The effect of macrophage development on the release of reactive oxygen intermediates and lipid oxidation products, and their ability to induce oxidative DNA damage in mammalian cells.

Abstract

Inflammation and the release of potentially damaging substances, such as reactive oxygen intermediates (ROI) and lipid oxidation products from inflammatory cells, have been linked to the potentiation of carcinogenesis. Murine macrophages when stimulated with phorbol esters induce 5,6 ring saturated thymine residues (T'), a lesion of known oxidative origin, in co-cultivated mammalian cells.
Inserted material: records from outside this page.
PR #14396, opened 2021-02-19
Add org-notify option to org-layer

dalanicolai:
This PR adds notifications via org-notify as an option to the org layer. Org-notify uses the Emacs [notifications package](https://www.gnu.org/software/emacs/manual/html_node/elisp/Desktop-Notifications.html), which works great with desktop notification systems that communicate via the dbus. Also, it should work well on Windows. I don't know about Mac, but it would be very easy to add some `org-notify-action-alert` function to the org-notify package (a simple copy of the `org-notify-action-message` with `message replaced by alert).

### DIFF
--- a/layers/+emacs/org/README.org
+++ b/layers/+emacs/org/README.org
@@ -11,6 +11,7 @@
 - [[#important-note][Important Note]]
 - [[#install][Install]]
   - [[#layer][Layer]]
+  - [[#agenda-notifications][Agenda notifications]]
   - [[#github-support][GitHub support]]
   - [[#twitter-bootstrap-support][Twitter Bootstrap support]]
   - [[#gnuplot-support][Gnuplot support]]
@@ -111,6 +112,37 @@ More details can be found [[https://github.com/syl20bnr/spacemacs/issues/8106][h
 To use this configuration layer: in the main Spacemacs configuration
 file (=~/.spacemacs=), to the existing =dotspacemacs-configuration-layers= list
 add the =org= entry.
+
+** Agenda notifications
+To enable notifications for agenda events, set the variable
+=org-enable-notifications= to =t=.
+
+#+BEGIN_SRC emacs-lisp
+  (setq-default dotspacemacs-configuration-layers '(
+    (org :variables
+         org-enable-notifications t
+         org-start-notification-daemon-on-startup t)))
+#+END_SRC
+
+This will install and configure the [[https://code.orgmode.org/bzg/org-mode/src/master/contrib/lisp/org-notify.el][org-notify]] package. Run the
+=org-notify-start= command to start the =org-notify= notification daemon. To
+start the notification daemon automatically on Spacemacs startup, set the
+variable =org-start-notification-daemon-on-startup= to =t= as shown in the code
+snippet above.
+
+The notifications system can be configured via the =org-notify-add= function. An
+explanation for how to use this function can be found in the initial comment of
+the =org-notify.el= file (=SPC h d f org-notify-add RET o a=) and in the
+function its docstring.
+
+The =org-notify= package will scan through your =org-agenda-files= for =TODO=
+headlines that include the =DEADLINE:= stamp. Press =M-S RET= to enter a todo
+headline and then press =, d d= to add a deadline stamp to the headline. This
+layer implements a configuration type named =default=. Org-notify automatically
+applies this type to all =TODO= entries with a =DEADLINE:= stamp. To set a
+custom notification type for an item add a =:NOTIFY:= property where its value
+should be the name of a type that you have added via =org-notify-add= function
+(see the explanation in the initial comment of the =org-notify.el=).
 
 ** GitHub support
 To install GitHub related extensions like [[https://github.com/larstvei/ox-gfm][ox-gfm]] to export to GitHub
--- a/layers/+emacs/org/packages.el
+++ b/layers/+emacs/org/packages.el
@@ -23,6 +23,8 @@
     (ob :location built-in)
     (org :location built-in)
     (org-agenda :location built-in)
+    (org-notify :location built-in
+                :toggle org-enable-notifications)
     (org-contacts :location built-in
                   :toggle org-enable-org-contacts-support)
     (org-vcard :toggle org-enable-org-contacts-support)
@@ -587,6 +589,21 @@ Headline^^            Visit entry^^               Filter^^                    Da
       (kbd "M-RET") 'org-agenda-show-and-scroll-up
       (kbd "M-SPC") 'spacemacs/org-agenda-transient-state/body
       (kbd "s-M-SPC") 'spacemacs/org-agenda-transient-state/body)))
+
+(defun org/init-org-notify ()
+  (use-package org-notify
+    :commands org-notify-start
+    :init
+    (when org-start-notification-daemon-on-startup
+      (org-notify-start))
+    :config
+    (org-notify-add 'default
+                    '(:time "-1s" :period "20s" :duration 10
+                            :actions (-message -ding))
+                    '(:time "15m" :period "2m" :duration 100
+                            :actions -notify)
+                    '(:time "2h" :period "5m" :actions -message)
+                    '(:time "3d" :actions -email))))
 
 (defun org/init-org-brain ()
   (use-package org-brain
--- a/CHANGELOG.develop
+++ b/CHANGELOG.develop
@@ -2800,6 +2800,7 @@ files (thanks to Daniel Nicolai)
   - Added package =org-rich-yank= (thanks to Keith Pinson)
   - Added package =org-roam= (thanks to Mariusz Klochowicz)
   - Added package =org-contacts= (thanks to Daniel Nicolai)
+  - Added package =org=notify= (thanks to Daniel Nicolai)
 - Key bindings:
   - ~SPC m T i~ to toggle inline images
   - Move clock related key bindings to ~SPC a o C~
--- a/layers/+emacs/org/config.el
+++ b/layers/+emacs/org/config.el
@@ -34,6 +34,12 @@ path, one file per project is used (and the path is relative to
 the project root). If it an absolute path, one global file is
 used.")
 
+(defvar org-enable-notifications nil
+  "If non-nil org-notify is configured.")
+
+(defvar org-start-notification-daemon-on-startup nil
+  "If non-nil start the notification daemon on startup.")
+
 (defvar org-enable-org-contacts-support nil
   "If non-nil org-contacts is configured.")
 


lebensterben:
org-notify was last updated in 2012. There's a risk of incompatibility with future Emacs version.

A more recent package is org-alert https://github.com/spegoraro/org-alert, which was last updated 3 years ago.

layers/+emacs/org/README.org
```diff
@@ -112,6 +114,46 @@ To use this configuration layer: in the main Spacemacs configuration
...
+=:NOTIFY:= property where its value should be the name of a type that you have
+added via =org-notify-add= function. If you add a notification type with the
+name =default=, this type is applied to headlines without the =:NOTIFY:=
+property.
+
+#+begin_src org
+** TODO Enable org notifications in Spacemacs
+   DEADLINE: <2021-02-28 Sun 20:51>
+   :PROPERTIES:
+   :NOTIFY: appt
```
smile13241324, line 153: I have a question about this, does that mean all my todos must be tagged separately? I would expect to have the package pull in all my todos by default to be honest. Can we configure the package like this by default and give people a hint how they can change it to explicitly tagging messages?

layers/+emacs/org/packages.el
```diff
@@ -588,6 +590,19 @@ Headline^^            Visit entry^^               Filter^^                    Da
       (kbd "M-SPC") 'spacemacs/org-agenda-transient-state/body
       (kbd "s-M-SPC") 'spacemacs/org-agenda-transient-state/body)))
 
+(defun org/init-org-notify ()
+  (use-package org-notify
+    :config
```
smile13241324, line 595: Can we lazy load the package?

layers/+emacs/org/packages.el
```diff
@@ -588,6 +590,19 @@ Headline^^            Visit entry^^               Filter^^                    Da
...
+    (org-notify-add 'appt
+                    '(:time "-1s" :period "20s" :duration 10
+                            :actions (-message -ding))
+                    '(:time "15m" :period "2m" :duration 100
+                            :actions -notify)
+                    '(:time "2h" :period "5m" :actions -message)
+                    '(:time "3d" :actions -email))
+    (when org-start-notification-daemon-on-startup
+      (org-notify-start))))
```
smile13241324, line 604: What happens when you call org-notifiy-start twice? I am just wondering if we have to start that once for every buffer or once for an emacs session?

smile13241324 (changes requested):
Looks promising. I still found some smaller issues and questions you should check before this can be merged.

@lebensterben can you give a short overview about the difference between org-notification and org-alarm? To be honest I would prefer the one being better maintained to be honest.

dalanicolai:
@lebensterben Thanks for checking the PR. Actually I see that I have not been clear in the PR message, but I meant that we could easily make `org-notify` support (extend it with) [alert](https://github.com/jwiegley/alert) notifications. But that would be only required for Mac's because on Linux and Windows, the Emacs [notification](https://www.gnu.org/software/emacs/manual/html_node/elisp/Desktop-Notifications.html) package provides a better notification system. Really, I have tested both the `alert` package and the `notifications` package, and the notifications package really is more powerful because it actually communicates via the dbus, while org-alert only sends out messages. (Just quickly try and see how well the proposed feature in this PR works, at least when using linux. The dbus communication is great!).

 So I am quite confident that org-notify is the best option. There is quite some confusion about notifications in the community (which for me personally was mainly caused by the existence of the [alert](https://github.com/jwiegley/alert) package.

So let me start with the main culprit. `org-alert` is indeed a package by John Wiegley, which of course makes users (including myself) think it is probably an enhanced version of what was available. But after looking into it, I have found that the `notification` packages is a better (and more modern) package for providing desktop notifications. I have looked closely into it (I have even created [two PR's](https://github.com/jwiegley/alert/pulls) for org-alert, of which the [second one](https://github.com/jwiegley/alert/pull/95) is an update of its documentation to include a reference to Emacs its notification package

It took me actually a long research to finally get to this, what should be, most straightforward solution of using org-notify. I have checked out, and inspected many packages: 
- [orgalert](https://github.com/spegoraro/org-alert)
- and its [updated/enhanced forks](https://github.com/spegoraro/org-alert/network)
- [org-wild-notifier](https://github.com/akhramov/org-wild-notifier.el) (which already looks better than org-alert)
- [appt.el](https://www.emacswiki.org/emacs/appt.el)

But all these packages have flaws. Org-alert and org-wild-notifier use org-alert, which seems better but as I explained above, it is not. Additionally they use complicated ways to retrieve the correct headlines (e.g. scheduled and deadlines).
`org-notify` uses a much cleaner way to obtain the correct headlines, and I would say its code, despite being older, is more modern than that of org-alert and org-wild-notifier (some of the forks already improve the way org-alert retrieves headlines, but still org-notify its code is cleaner).

Also [org-alert] has a very limited notification system of only checking and showing notifications periodically (see [here](https://github.com/herbertjones/org-alert/blob/f87bff4acbd839acb4d2245b56b2c3d21f950911/org-alert.el#L43).

`org-wild-notifier` describes `org-notify` [to be complicated](https://github.com/akhramov/org-wild-notifier.el#how-does-it-differ-from-existing-packages), but I would not call it very complicated, and for sure the code of org-notify is much cleaner than that of `org-wild-notifier`. org-wild-notifier uses a very cumbersome process to retrieve correct headlines, while org-notify uses a very clean way for retrieving them (using the org-elements API)

the [appt.el](https://www.emacswiki.org/emacs/appt.el) package, I have checked out also, because the first two packages did not satisfy. But indeed this package I would say uses old and deprecated ways.

So finally about the incompatability risk, it seems that org-notify actually has the lowest risk of becoming incompatible. It might be true that `org-alert` works better for Macs but it is 1 second work to add an alert function to org notify (as I said in the PR message, just use a copy of the `org-notify-action-message` function.

layers/+emacs/org/README.org
dalanicolai: You will find in the documentation part that this can be achieved by creating a `default` notification type. So I refer to that part (the README file) of this PR.

layers/+emacs/org/packages.el
dalanicolai: Ah yes, we could lazy load it. I first loaded it `:after` org-agenda, but then I figured that users would like the notification daemon to start at Spacemacs startup. But the `org-notify-start` function is autoloadable so yes, we could lazy load it (althoguh it would still start at startup if users choose to start the daemon at startup).

layers/+emacs/org/packages.el
dalanicolai: This function should only be called once for an Emacs session.

dalanicolai:
Let me elaborate a little more.

`org-alert` and org-wild-notifier` both let users configure the type of headlines they would like to include (default is DEADLINES and SCHEDULED). So this would probably be nice for org-notify too.
Also `org-wild-notifier` uses a nice way to schedule the notifications, which could be nice to have in org-notify too, although I think it is not really worth the trouble.

But regarding the `incompatability` I think `org-notify` is the way to go, it is clean code and should be used as a starting point. Of course users are welcome to enhance/extend its features, but I think we should guide them to the right package (at least in my opinion:) to start with. They could use the `org-alert` and `org-wild-notifier` packages for inspiration.

layers/+emacs/org/packages.el
smile13241324: Are you sure, the config code is only executed when the package is loaded, so if you call org-notifiy-start in there and lazy the autoloading on that function will not trigger it. Instead you would need to load the server in the init part, if requested.

layers/+emacs/org/README.org
smile13241324: Yeah I have seen it there, however don't you think that most people will just expect all tasks with deadlines to be notified about. I mean a deadline is a tag afterall, so I would expect this as the sensible standard behaviour i.e. creating a default notification type with package loading and document how to disable this. Then giving an example how to configure your own message types and to set them explicitly for messages.

smile13241324:
Thanks for the very detailed explanation @dalanicolai. I agree with you lets start with this package, if features are missing we could still do PRs on upstream. Maybe we can contribute to solving this entire emacs notification confusion by focusing on the package with the cleanest code and extend it where necessary.

layers/+emacs/org/README.org
dalanicolai: Ah good point, on the one hand, I don't expect users to enable this feature without reading the documentation. But indeed it makes sense to rename the "appt" to "default" to make the tagging unnecessary. :flushed:

layers/+emacs/org/packages.el
dalanicolai: Yes it should be moved too :init then also :+1:

dalanicolai: Ah okay, it looks like `org-notify-start` is not autoloadable. So I think we should keep it as it is now. Do you think I should create a PR for making it autoloadable?

lebensterben:
@dalanicolai 
Thanks for your detailed explanation.

One minor issue, the link in you commit is not the original org-notify.
From org-mode's [webpage](https://orgmode.org/worg/org-contrib/), the raw file is available [here](https://code.orgmode.org/bzg/org-mode/raw/master/contrib/lisp/org-notify.el)

lebensterben:
This seems to be actively maintained.

https://code.orgmode.org/bzg/org-mode/src/master/contrib/lisp/org-notify.el

layers/+emacs/org/packages.el
smile13241324: I think you can declare it autoloadable in use-package directly using the `:commands` tag. Still an up-stream PR would be nice for the rest of the emacs world.

dalanicolai: Ah great! I did not know that feature yet

wztdream:
Only to notice that emacs function `notifications-notify` seems not compatible with gnome3.36 (ubuntu20.04 gnome-shell)
You can check it by:
1. using ubuntu20.04 os
2. modify below code, change to your sound file path, then eval it, then there should be no desktop notify.
```
(notifications-notify
      :title "some title"
      :sound-file file-of-sound-file
      )
``` 
3. remove the :sound-file item, then restart gnome-shell, then re-eval it, it should work correctly
So it seems notifications-notify have trouble if there need play sound files in gnome-shell 3.36

lebensterben:
@wztdream 
> In order to use this functionality on POSIX hosts, Emacs must have been compiled with D-Bus support, and the notifications library must be loaded. 

https://www.gnu.org/software/emacs/manual/html_node/elisp/Desktop-Notifications.html

dalanicolai:
I have checked here on Ubuntu 20.10 with gnome 3.38.3 and also on Fedora 33 with KDE plasma 5.20.5. On both systems notifications seem to work fine, except that the sound does not play even if the :sound-file keyword is included.

On Ubuntu I tried with Emacs from the default Ubuntu repo, and it worked alright (except for playing the sound, but the notifications were still working even when the :sound-file keyword was included). Anyway, seems like it has been build with D-Bus support.

wztdream:
@ lebensterben I install emacs27 with this [ppa](https://launchpad.net/~kelleyk/+archive/ubuntu/emacs)
1. it was compiled with dbus
eval `(notifications-get-capabilities)`  shows `(:actions :body :body-markup :icon-static :persistence :sound)` and it also support play sound.
2. I `(require 'notifications)` ahead but there is no difference, desktop notify seems hang, I mean no pop up window for all notifications, not only emacs but all notifications from os not showing up, no sound played too
3. if remove the :sound-file item, restart gnome-shell, then every thing works fine
4. I checked on ubuntu18.04 with lower version of gnome-shell, with emacs from same PPA, it works fine
5. So it seems this is gnome-shell bug

lebensterben:
I don't use gnome now so I cannot reproduce this.

wztdream:
I just report this bug to gnome-shell, hope this will be solved there [issue](https://gitlab.gnome.org/GNOME/libnotify/-/issues/17)

dalanicolai:
@wztdream Well I noticed that in Gnome 3.38 the notifications do get added to the notifications list (in the clock dropdown menu), therefore I said they were working alright. But actually I agree with you that it does not work alright, because it should indeed show pop-ups and play sounds also. So it is great that you created the gnome-shell bug report!

dalanicolai:
Okay guys, after using `org-notify` for the last few days, I noticed that I really prefer the notification 'configuration style' of [org-wild-notifier](https://github.com/akhramov/org-wild-notifier.el). So I continued to look for better alternatives (maybe creating one), including again `org-wild-notifier`, and now I changed my mind about that package for a few reasons:

- I got some wrong ideas about the `alert` package. At first, I preferred to use the `'notifications` package, because it comes with Emacs, and the development of org-alert seems slow. Besides that, there is still [the bug](https://github.com/jwiegley/alert/pull/94) that notifications using the `libnotify` option don't work. Also, org-notify uses the `potentially` nice feature of the notifications package that notifications can be suspended from the desktop notification pop-up. But now I found that, the `alert` package actually provides an option to use the notifications package (although suspending the notifications does not seem very useful anyway). Also, I noticed that it is actually available from Melpa (did not notice that before).
- The way `org-wild-notifier` retrieves entries looked less elegant/efficient to me because it does not use the `org-elements-api` but instead first lets the agenda format its entries, and then retrieves them from there. But now I think that is probably an easy way to do it, and moreover it is done asynchronously. (Also I did/do not like `dash` package function names that `org-wild-notifier` uses everywhere, because they are not very informative. But 'unfortunately' those functions seem very powerful/elegant. Finally the package gave an error here at first, which is gone now after some updates.)
- I already mentioned in an earlier comment that I prefer the configuration and scheduling style of `org-wild-notifier`. Just see [how it can be configured](kkjhttps://github.com/akhramov/org-wild-notifier.el) yourself (org-notify only allows notifications of `TODO` headlines that include a DEADLINE stamp).

So now, I am wondering... should we just replace the org-notify package, or should we make both packages available?

lebensterben:
using dash is plus for me.
CL simulation is too verbose.
Symbols in dash resembles the feeling of some Haskell operators.

But not using org-elemnt API is quite disappointing. Why giving up the benefit of dealing with AST....

dalanicolai:
@lebensterben Well I guess, the org-agenda uses the `org-element-api` below. So I should say it is not using it directly.

dalanicolai:
Ass you can see I have created another PR for the org-wild-notifier package. It replaces this PR.

And just for sake of documentation. There exists the [https://github.com/legalnonsense/org-timed-alerts](org-timed-alerts) package now also.

lebensterben:
I think you should add the one you actually use. So at least that one will have a maintainer.

If someone is interested in the other notification packages, he can add it later.

dalanicolai:
@lebensterben Yes I have created the [PR](#14418) for the org-wild-notifier package. That will be the one I am using for the upcoming period.

dalanicolai:
Closing this PR in favor of PR #14418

Induction of this damage was inhibited by catalase and induced in target cells by reagent H2O2 alone. In the present studies, we used defined populations of macrophages with high, low and intermediate capacities for the release of H2O2 or metabolites of arachidonic acid (AA) to assess the relative contribution of these classes of compounds to the induction of saturated thymines. Macrophages activated with Bacillus Calmette-Guerin (BCG), which have the highest capacity for the release of H2O2 and the lowest for the release of metabolites of AA, induced the lowest levels of saturated thymines. Resident macrophages from the unmanipulated peritoneum, which have the lowest capacity for the production of H2O2 and the highest capacity for release of AA metabolites, induced more saturated thymines than did the BCG macrophages. Inflammatory macrophages elicited by casein, which have an intermediate capacity for release of H2O2 and AA metabolites, induced the highest level of saturated thymines. Zymosan, which induced more release of AA metabolites than release of H2O2, was a better stimulant for the induction of T' than TPA, which is a better stimulant for secretion of H2O2. Nordihydroguaiaretic acid (NDGA), an inhibitor of the lipoxygenase and cyclooxygenase pathways for metabolism of AA, inhibited the induction of T' by resident macrophages. Indomethacin, an inhibitor of the cyclo-oxygenase path, enhanced induction of T'. Taken together, the data suggest that while H2O2 has the capacity to induce T' in 3T3 cells, it may not be the only mediator of DNA damage and that lipoxygenase generated metabolites of AA may (alone or in concert with ROI) play an important role in the induction of oxidative DNA damage by macrophages.